■ WORK REQUIRED
Write out, word for word, the line that contains "[CI] Add c++20" and each line after it down to the last line of the data below. Include nothing more.

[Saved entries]
PR #1457, opened 2024-03-20
[onedpl][ranges][productization] Range API productization, MVP plan, Part 1

MikeDvorskiy:
[onedpl][ranges][productization] Range API productization, MVP plan

oneDPL Range API productization:

Support the minimal algorithm set, according to  MVP plan. Part 1 (this patch): for_each, transform (unary), find, find_if, find_if_not, any_of, all_of, none_of, adjacent_find, search, search_n.
A common test (functor, projection, vector, usm_vector, std::subrange, std::span, sycl::buffer)

(A reference to the previous PR to refresh the conversation if it needs: https://github.com/oneapi-src/oneDPL/pull/1405)

A reference to the proposal for C++ parallel ranges algorithms, which this PR relies on: https://www.open-std.org/jtc1/sc22/wg21/docs/papers/2024/p3179r1.html

PR #1465, opened 2024-03-22
[CI] Add c++20 configurations with tests for ranges

dmitriy-sobolev:
The change aims to cover the basic functionality from #1457.

### DIFF
--- a/.github/workflows/ci.yml
+++ b/.github/workflows/ci.yml
@@ -172,6 +172,24 @@ jobs:
             build_type: release
             backend: serial
             device_type: HOST
+          - os: ubuntu-latest
+            cxx_compiler: icpx
+            std: 20
+            build_type: release
+            backend: dpcpp
+            device_type: CPU
+          - os: ubuntu-latest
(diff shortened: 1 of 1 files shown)


dmitriy-sobolev:
Testing: https://github.com/oneapi-src/oneDPL/actions/runs/8395675455

.github/workflows/ci.yml
```diff
@@ -207,8 +225,8 @@ jobs:
           echo "::warning::Compiler: $(${{ matrix.cxx_compiler }} --version)"
 
           if [[ "${{ matrix.backend }}" == "dpcpp" ]]; then
-            make_targets="build-onedpl-sycl_iterator-tests"
-            ctest_flags="-R sycl_iterator_.*\.pass"
+            make_targets="build-onedpl-sycl_iterator-tests std_ranges.pass"
```
MikeDvorskiy, line 228: I think it would be an additional job which tests only std_ranges.pass and enables C++20.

■ SOLUTION
[CI] Add c++20 configurations with tests for ranges

dmitriy-sobolev:
The change aims to cover the basic functionality from #1457.

### DIFF
--- a/.github/workflows/ci.yml
+++ b/.github/workflows/ci.yml
@@ -172,6 +172,24 @@ jobs:
             build_type: release
             backend: serial
             device_type: HOST
+          - os: ubuntu-latest
+            cxx_compiler: icpx
+            std: 20
+            build_type: release
+            backend: dpcpp
+            device_type: CPU
+          - os: ubuntu-latest
(diff shortened: 1 of 1 files shown)


dmitriy-sobolev:
Testing: https://github.com/oneapi-src/oneDPL/actions/runs/8395675455

.github/workflows/ci.yml
```diff
@@ -207,8 +225,8 @@ jobs:
           echo "::warning::Compiler: $(${{ matrix.cxx_compiler }} --version)"
 
           if [[ "${{ matrix.backend }}" == "dpcpp" ]]; then
-            make_targets="build-onedpl-sycl_iterator-tests"
-            ctest_flags="-R sycl_iterator_.*\.pass"
+            make_targets="build-onedpl-sycl_iterator-tests std_ranges.pass"
```
MikeDvorskiy, line 228: I think it would be an additional job which tests only std_ranges.pass and enables C++20.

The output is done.